**Your assignment:** The full data must be written out exactly, with every line included.

**Saved data entries:**
↓↓↓
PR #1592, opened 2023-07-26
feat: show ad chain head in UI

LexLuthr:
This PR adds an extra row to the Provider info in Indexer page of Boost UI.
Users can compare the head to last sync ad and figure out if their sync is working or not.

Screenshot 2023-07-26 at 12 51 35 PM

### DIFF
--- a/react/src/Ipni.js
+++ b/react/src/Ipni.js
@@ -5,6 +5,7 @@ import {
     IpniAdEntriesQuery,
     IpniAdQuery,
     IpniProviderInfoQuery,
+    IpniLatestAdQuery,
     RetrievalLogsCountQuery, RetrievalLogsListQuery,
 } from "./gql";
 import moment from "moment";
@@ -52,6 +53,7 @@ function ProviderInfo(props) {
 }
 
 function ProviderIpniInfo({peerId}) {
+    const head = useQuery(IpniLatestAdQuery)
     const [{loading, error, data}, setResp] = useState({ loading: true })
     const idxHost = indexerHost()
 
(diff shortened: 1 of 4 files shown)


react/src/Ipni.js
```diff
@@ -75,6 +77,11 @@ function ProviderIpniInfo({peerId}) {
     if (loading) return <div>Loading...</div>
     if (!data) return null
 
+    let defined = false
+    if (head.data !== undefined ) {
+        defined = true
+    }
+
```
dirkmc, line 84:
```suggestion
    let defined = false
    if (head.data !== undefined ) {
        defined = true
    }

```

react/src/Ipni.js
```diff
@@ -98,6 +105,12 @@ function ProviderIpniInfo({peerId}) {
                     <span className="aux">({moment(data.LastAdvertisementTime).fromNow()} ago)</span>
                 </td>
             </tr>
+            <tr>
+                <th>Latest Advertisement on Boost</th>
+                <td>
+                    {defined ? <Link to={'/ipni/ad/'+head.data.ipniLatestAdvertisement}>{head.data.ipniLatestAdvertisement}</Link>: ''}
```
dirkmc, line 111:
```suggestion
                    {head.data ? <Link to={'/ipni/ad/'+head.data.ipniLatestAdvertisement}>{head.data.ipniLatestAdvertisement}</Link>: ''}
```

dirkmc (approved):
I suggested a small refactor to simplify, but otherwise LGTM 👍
↑↑↑
**Response to this exercise:**
PR #1592, opened 2023-07-26
feat: show ad chain head in UI

LexLuthr:
This PR adds an extra row to the Provider info in Indexer page of Boost UI.
Users can compare the head to last sync ad and figure out if their sync is working or not.

Screenshot 2023-07-26 at 12 51 35 PM

### DIFF
--- a/react/src/Ipni.js
+++ b/react/src/Ipni.js
@@ -5,6 +5,7 @@ import {
     IpniAdEntriesQuery,
     IpniAdQuery,
     IpniProviderInfoQuery,
+    IpniLatestAdQuery,
     RetrievalLogsCountQuery, RetrievalLogsListQuery,
 } from "./gql";
 import moment from "moment";
@@ -52,6 +53,7 @@ function ProviderInfo(props) {
 }
 
 function ProviderIpniInfo({peerId}) {
+    const head = useQuery(IpniLatestAdQuery)
     const [{loading, error, data}, setResp] = useState({ loading: true })
     const idxHost = indexerHost()
 
(diff shortened: 1 of 4 files shown)


react/src/Ipni.js
```diff
@@ -75,6 +77,11 @@ function ProviderIpniInfo({peerId}) {
     if (loading) return <div>Loading...</div>
     if (!data) return null
 
+    let defined = false
+    if (head.data !== undefined ) {
+        defined = true
+    }
+
```
dirkmc, line 84:
```suggestion
    let defined = false
    if (head.data !== undefined ) {
        defined = true
    }

```

react/src/Ipni.js
```diff
@@ -98,6 +105,12 @@ function ProviderIpniInfo({peerId}) {
                     <span className="aux">({moment(data.LastAdvertisementTime).fromNow()} ago)</span>
                 </td>
             </tr>
+            <tr>
+                <th>Latest Advertisement on Boost</th>
+                <td>
+                    {defined ? <Link to={'/ipni/ad/'+head.data.ipniLatestAdvertisement}>{head.data.ipniLatestAdvertisement}</Link>: ''}
```
dirkmc, line 111:
```suggestion
                    {head.data ? <Link to={'/ipni/ad/'+head.data.ipniLatestAdvertisement}>{head.data.ipniLatestAdvertisement}</Link>: ''}
```

dirkmc (approved):
I suggested a small refactor to simplify, but otherwise LGTM 👍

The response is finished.